=== WHAT IS NEEDED ===
Among the entries, find each line that includes the string "band" and list it.

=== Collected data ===
:::::

PR #55131, opened 2026-04-29
worktrees: Allow opening existing branches in new worktrees

AlvaroParker:
Typing an exact local branch name in the worktree picker should let users open that branch directly in a new linked worktree instead of creating a detached worktree from it. This PR adds a new option to directly checkout an existing branch on a new worktree. 

Video (right with new feature, left is current behavior on main):

https://github.com/user-attachments/assets/0490bc7c-3b72-4c33-9c98-0ba69519cfb2

Now when a user types a branch name that already exists, it can choose to either create a worktree with the existing branch checked out, or just create a worktree with the specified name. 

Self-Review Checklist:

- [x] Tests cover the new/changed behavior-

Closes #ISSUE

Release Notes:

- Added option to open existing local branches in new worktrees from the worktree picker.

### DIFF
--- a/crates/git_ui/src/worktree_picker.rs
+++ b/crates/git_ui/src/worktree_picker.rs
@@ -289,7 +289,7 @@ enum WorktreeEntry {
         from_branch: Option<RemoteBranchName>,
         disabled_reason: Option<String>,
     },
-    OpenBranchInNewWorktree {
+    CheckoutBranchInNewWorktree {
         branch_name: String,
         disabled_reason: Option<String>,
     },
@@ -492,7 +492,7 @@ impl WorktreePickerDelegate {
         has_named_worktree: bool,
     ) -> Option<String> {
         if self.has_multiple_repositories {
-            Some("Cannot create a named worktree in a project with multiple repositories".into())
+            Some("Cannot create a branch worktree in a project with multiple repositories".into())
         } else if branch_checked_out_in_worktree(&self.all_worktrees, branch_name) {
             Some("This branch is already checked out in a worktree".into())
         } else if has_named_worktree {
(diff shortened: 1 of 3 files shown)


danilo-leal:
Heya, thanks for the PR! This feels like a good idea (auto-creating a branch for the newly created worktree), but the UX feels a bit non-intuitive to me. The reason is that you're typing in the _worktree picker_ and then you see a "Open branch..." button that 1) creates a new worktree and then 2) creates a branch with the same name. I think there should be a better way to communicate what it really does through the UI... not 100% sure how yet, but will think about it and come back to this PR.

AlvaroParker:
> auto-creating a branch for the newly created worktree

I think there may be a misunderstanding here: the goal of this PR is not to create a new branch for the new worktree.

The goal is to let the user open an existing local branch in a new linked worktree when that branch already exists but is not currently checked out anywhere.

Currently, if the user types the name of an existing branch in the worktree picker, Zed creates the new worktree in a detached HEAD state at the tip of that branch instead. This PR adds an option to check out the existing branch directly in the new worktree, while still allowing the detached-worktree behavior as a separate choice.

I do agree the current UX does not communicate that clearly enough. One idea would be to add a filter/toggle in the worktree picker, similar to the one in the branch picker (on the image, the button on the bottom left), so branch suggestions can be shown or hidden when the typed worktree name matches an existing branch.

image

The second alternative would be moving this feature to the branch picker, adding a `Checkout in new worktree` action. However, in the current UI this new action would not fit.

AlvaroParker:
I changed the implementation to make it more clear the new possible actions. 

Checking out an existing branch on a new worktree:

image

If the user types the branch name and the branch is already checked out in a different worktree:

image

danilo-leal:
Oh I see, yeah, thanks for the clarification and images/video! I think this is a valid problem to solve, but I'm unsure whether the worktree picker should have that ability. Not sure how to quite articulate why I feel this way, but I think it'd be more natural to support this flow/capability in the _branch_ picker instead... like, in there, you'd type the name of the branch you want to create and then you could toggle a switch that creates a new worktree together with it, where it'll be checked out. Ultimately, I think the action/intent here is to manipulate _a branch_, instead of a worktree, so the domain feels more like it's in the branch space. Consequentially, the thing you added "Already checked out in {worktree}..." (which is great, something awesome to support) would also feel more natural, imo, in the branch picker. Does this resonate?

SomeoneToIgnore:
Will close to keep the queue cleaner, as it's been waiting on the answer for over 3 weeks and has conflicts now.

PR #55137, opened 2026-04-29
git_ui: Fix stale information in branch picker

### LINKED ISSUE #55133: Remote SSH project: branch indicator and branch picker stay stale after branch switch/create until restart
### Summary

On a remote SSH project, Zed's Git UI can keep stale branch state after branch changes.

The remote Git state is correct:

- `git branch --show-current` shows the new branch
- `cat .git/HEAD` points to the new branch
- `git branch` shows the expected branch list

But Zed's UI remains stale:

- the branch indicator in the top-left/title area still shows the previous branch
- the branch picker still shows stale branch data
- newly created branches may not appear immediately in the branch picker search results

Restarting Zed makes the branch indicator and branch picker pick up the correct branch state.

This happens for me in a remote project on an Ubuntu VM over SSH.

### Reproduction steps

I can reproduce this in two ways.

#### Case 1: switch branches outside Zed

1. Open a Git repository as a remote SSH project in Zed.
2. Confirm the current branch shown in Zed.
3. In a terminal on the remote host, switch branches outside Zed:

```bash
git switch some-other-branch
```

4. Verify on the remote host:

```bash
git branch --show-current
cat .git/HEAD
git branch
```

5. Return to Zed and inspect:
   - the branch label in the top-left/title area
   - the branch picker

#### Case 2: create a branch using Zed's own branch picker

1. Open the branch picker in a remote SSH project.
2. Create a new branch from the picker.
3. Immediately reopen the branch picker and search for the branch that was just created.

Observed:

- Zed can continue to display the old branch in the UI even though the remote repo has already switched.
- The branch picker can remain stale and fail to show the newly current branch.
- If I create a branch using the branch picker itself, I still may not be able to immediately search for or switch to that new branch there.
- Restarting Zed makes the UI catch up.

Expected:

- After a branch switch or branch creation, Zed should refresh the current branch and branch list immediately in remote SSH projects.
- The top-left branch indicator and branch picker should reflect the actual remote Git state without requiring a restart.

### Environment

Local:

- Zed `0.233.10`
- Commit: `350f33871e84d5ed83a403523e9490b9bf014a94`
- Version: `0.233.10+stable.250.350f33871e84d5ed83a403523e9490b9bf014a94`

Remote:

- Ubuntu 25.10
- `Distributor ID: Ubuntu`
- `Description: Ubuntu 25.10`
- `Release: 25.10`

### Why this seems like a stale remote Git snapshot bug

The remote repo itself is already correct when checked in terminal and by inspecting `.git/HEAD`.

The fact that restarting Zed makes the correct branch appear suggests the on-disk Git state is fine, but Zed's in-memory Git state is stale until startup rebuilds it.

This seems especially likely because the problem affects both:

- out-of-band branch switches done in terminal
- branch creation done through Zed's own branch picker

### Related issues

These seem related or tangential, but I could not tell whether they fully cover this exact bug:

- #13176 `Git information can get out of sync`
- #51398 `Git status synchronization failure in Git Panel, Editor, and Project Panel`
- #54581 `No branches appear in branch picker on remote container` (closed)
- #54530 `Git worktree creator and branch picker don't work on WSL2` (closed)

This issue may be a more specific remote-SSH/branch-state instance of one of the broader Git sync issues above. Happy to close this if maintainers consider it a duplicate, but I wanted to file this because the reproduction here is specific and consistent:

- remote project over SSH
- branch/head correct in terminal and `.git/HEAD`
- stale branch indicator / stale branch picker in Zed
- restart fixes it

thomascolden585-svg:
## Summary

The branch picker could show an outdated current branch or branch list (for example after `HEAD` or refs change on disk, including setups like SSH remotes or other workflows where filesystem events under `.git` were not handled the way we expected).

This change:

- Adds `Repository::refresh_branches_in_snapshot`, which reloads branches asynchronously and updates the repository snapshot, emitting `HeadChanged` / `BranchListChanged` when appropriate.
- Triggers that refresh when the branch picker is opened and when the window becomes active (via the title bar path), so the UI catches up without requiring a full restart.
- Adjusts worktree background scanning so events under `.git` are not skipped solely because the path resolves to the `.git` directory root in the “skipped subdirs” logic (the previous condition could suppress updates we still care about).

Also adds `.tmp-astro/` to `.gitignore` so local scratch clones are not accidentally staged as embedded repositories.

## Test plan

- [ ] Open the branch picker on a repo; confirm listed branches and current branch match `git branch -a` / `git status`.
- [ ] Change `HEAD` outside Zed (e.g. `git checkout other-branch` in a terminal); reopen the branch picker or refocus the window; confirm the picker updates.
- [ ] Sanity-check worktree / large-repo scanning still behaves (no unexpected FS watcher noise in logs).
- [ ] `./script/clippy` (or CI green).

Closes #55133

---

## Release Notes:

- Fixed stale or incorrect branch information in the branch picker after the repository’s `HEAD` or branch list changed on disk.


thomascolden585-svg:
> We require contributors to sign our Contributor License Agreement, and we don't have @thomascolden585-svg on file. You can sign our CLA at https://zed.dev/cla. Once you've signed, post a comment here that says '@cla-bot check'.

@cla-bot check

agu-z:
Thanks for your contribution, but we won't be merging this change.

I don't think polling from the UI is the right approach here. Repository snapshots are kept in sync through dedicated paths (`schedule_scan` on the host, `apply_remote_update` on clients), and overwriting the snapshot out-of-band from the branch picker and title bar fights that design: on an SSH client, the next update from a stale server would just overwrite it back, and everything else that reads the snapshot would stay stale anyway. If the staleness in #55133 is real, the fix belongs wherever the server-side snapshot fails to refresh, not in the UI. The `worktree.rs` change also reverts filtering that's there deliberately (see #54548 and #57173).

Also worth noting: this doesn't compile (`cx.spawn(|mut cx| async move { ... })` is a long-removed GPUI API), so the test plan couldn't have been exercised. Please make sure changes build and are actually tested before opening a PR.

:::::

=== SOLUTION BELOW ===
- out-of-band branch switches done in terminal
I don't think polling from the UI is the right approach here. Repository snapshots are kept in sync through dedicated paths (`schedule_scan` on the host, `apply_remote_update` on clients), and overwriting the snapshot out-of-band from the branch picker and title bar fights that design: on an SSH client, the next update from a stale server would just overwrite it back, and everything else that reads the snapshot would stay stale anyway. If the staleness in #55133 is real, the fix belongs wherever the server-side snapshot fails to refresh, not in the UI. The `worktree.rs` change also reverts filtering that's there deliberately (see #54548 and #57173).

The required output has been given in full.